Configuration procedure
# Create a WLAN ESS interface.
<AP> system-view
[AP] interface wlan-bss 1
[AP-WLAN-BSS1] quit
# Create service template 1 of clear type, configure its SSID as service.
[AP] wlan service-template 1 clear
[AP-wlan-st-1] ssid service
[AP-wlan-st-1] authentication-method open-system
[AP-wlan-st-1] service-template enable
[AP-wlan-st-1] quit
# Bind WLAN-Radio 1/0/1 to service template 1 and WLAN-BSS 1.
[AP] interface WLAN-Radio 1/0/1
[AP-WLAN-Radio1/0/1] service-template 1 interface WLAN-BSS 1
[AP-WLAN-Radio1/0/1] quit
# Configure the AP to operate in hybrid mode. It scans rogue devices and provides access services.

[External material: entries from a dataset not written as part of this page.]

PR #977, opened 2024-10-15
Prevents coupling UTF-16 text encoding to WASM targets

miguelangel-dev:
### Related PRs
   - https://github.com/automerge/automerge/pull/597
   - https://github.com/automerge/automerge/pull/641
   - https://github.com/automerge/automerge/pull/626

### Description
We've encountered several issues with the `Splice Text`, `Cursor`, and `Marks` operations in the automerge-swift project. The root cause is that in cross-platform projects, WASM systems are not guaranteed to use UTF-16 text encoding. For example, in [automerge-swift](https://github.com/automerge/automerge-swift) the default encoding is Unicode Scalar, which is also used in the public API. This leads to **text width** misalignments when sharing code with other WASM systems.

I guess UTF-16 was initially enforced in WASM because of its design with JavaScript in mind, but text encoding can vary depending on the platform. This PR relaxes that constraint by introducing a compile-time flag (`utf16-indexing`). By default, the WASM target will still be compiled with UTF-16 indexing to ensure backward compatibility with existing projects, but this can be overridden if clients need it.

side note: PR enables to change WASM Text encoder without changing the current behaviour.

### QA
The original set of tests continues to pass, ensuring backward compatibility with existing projects. [That test](https://github.com/automerge/automerge/blob/890e2eefbcc84365dcb49a4701a28980b5da5e2a/rust/automerge-wasm/test/test.mts#L2016) confirms that the original UTF-16 functionality remains intact.


heckj:
Hey @miguelangel-dev - if you use the utf8 binding in compilation, does that change its representation to Swift's string interface and break any of the text encoding/iteration there? Wasnt sure if this was limited to the WASM interactions, or if this compilation flag would have broader effects.

miguelangel-dev:
> if you use the utf8 binding in compilation, does that change its representation to Swift's string interface and break any of the text encoding/iteration there?
Exactly. On the surface, the bindings will operate within the defined encoder, but under the hood, independently of what it receives, it will be considered UTF8/UTF16/Unicode scalar depending on the compilation flag.  By default, it will use `Rust's char`, which represents a single Unicode scalar value. In the opposite, **wasm** due to the interaction with JavaScript bindings, it has been fixed to UTF-16, avoiding the need for domain transformations. However, since the public API for Swift bindings is using Unicode scalars, there’s a misalignment! In pure WASM environments, it will receive Unicode and treat it as UTF-16, causing issues with Cursors, Marks, and Splice Text operations.

This change would allow us to adjust the automerge-swift Cargo configuration. By setting `default-features = false and enabling features = ["wasm"]`, we can normalize the system to use Unicode scalars across all WASM environments.

side-note: not sure how robust is the current UTF-8/UTF-16 implementation, and if it brings some unexpected cases, but it could bring the option to make a migration to Graphemes clusters in the futures without altering the logic/structure of Automerge Core.

miguelangel-dev:
could someone force the bots?

rust/automerge/src/text_value.rs
```diff
@@ -1,124 +1,122 @@
...
-}
-
-#[cfg(feature = "utf8-indexing")]
-impl TextValue {
-    pub(crate) fn new(s: &str) -> Self {
-        let mut v = SequenceTree::new();
-        for ch in s.bytes() {
-            v.push(ch)
+cfg_if! {
+    if #[cfg(feature = "utf8-indexing")] {
```
miguelangel-dev, line 6: it is only used in `C` - [reference](https://github.com/automerge/automerge/pull/641)

scripts/ci/build-test
```diff
@@ -1,7 +1,10 @@
 #!/usr/bin/env bash
 set -eoux pipefail
 
-cd rust
-cargo build --workspace --features=optree-visualisation,wasm
```
miguelangel-dev, line 5: **wasm** will be executed into `./script/ci/wasm-tests`

rust/automerge/src/text_value.rs
```diff
@@ -1,124 +1,122 @@
...
-
-#[cfg(target_family = "wasm")]
-#[derive(Clone, PartialEq, Default)]
-pub struct TextValue(SequenceTree<u16>);
-
-#[cfg(feature = "utf8-indexing")]
-#[derive(Clone, PartialEq, Default)]
-pub struct TextValue(SequenceTree<u8>);
-
-#[cfg(not(any(target_family = "wasm", feature = "utf8-indexing")))]
```
alexjg, line 17: Switching from this style to using `cfg-if` doesn't seem worth it to me. We're taking on an extra dependency for a reasonably small increase in readability IMO. As I understand it the difference is really that we would go from `#[cfg(feature = <...>)]` to the nested if chains below right?

miguelangel-dev: 100% aligned with your comment. Basically, I do not want to introduce any if-else, or another dependency for solving that. 

It’s unclear whether this is a limitation of Rust or an intentional design choice, but in Rust, features are not mutually exclusive. This means you can’t easily express conditions like <if featureA and !featureB>. There's no direct syntax for writing this, aside from using:
- When there is a conflict, [choose one feature over another](https://doc.rust-lang.org/cargo/reference/features-examples.html#feature-precedence). The [cfg-if](https://crates.io/crates/cfg-if) package can help with writing more complex `cfg` expressions. **It is the recommended, and followed approach**
- Split the functionality into separate packages.
- Architect the code to allow the features to be enabled concurrently, and use runtime options to control which is used. For example, use a config file, command-line argument, or environment variable to choose which behavior to enable. **Not a valid option**

👉🏻 Reference from official Rust doc [[Mutually exclusive features]](https://doc.rust-lang.org/cargo/reference/features.html#mutually-exclusive-features)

[AP] wlan device-detection enable
Blacklist and whitelist configuration example
Network requirements
As shown in Figure 3, to ensure WLAN security, add the MAC address of the client into the blacklist on the AC to disable it from accessing the wireless network through any AP.
Configuration procedure
# Add MAC address 0000-000f-1211 of Client 1 into the blacklist.
<Sysname> system-view
[Sysname] wlan ids
[Sysname-wlan-ids] static-blacklist mac-address 0000-000f-1211
After the configuration, Client 1 cannot access the AP, and other clients can access the network.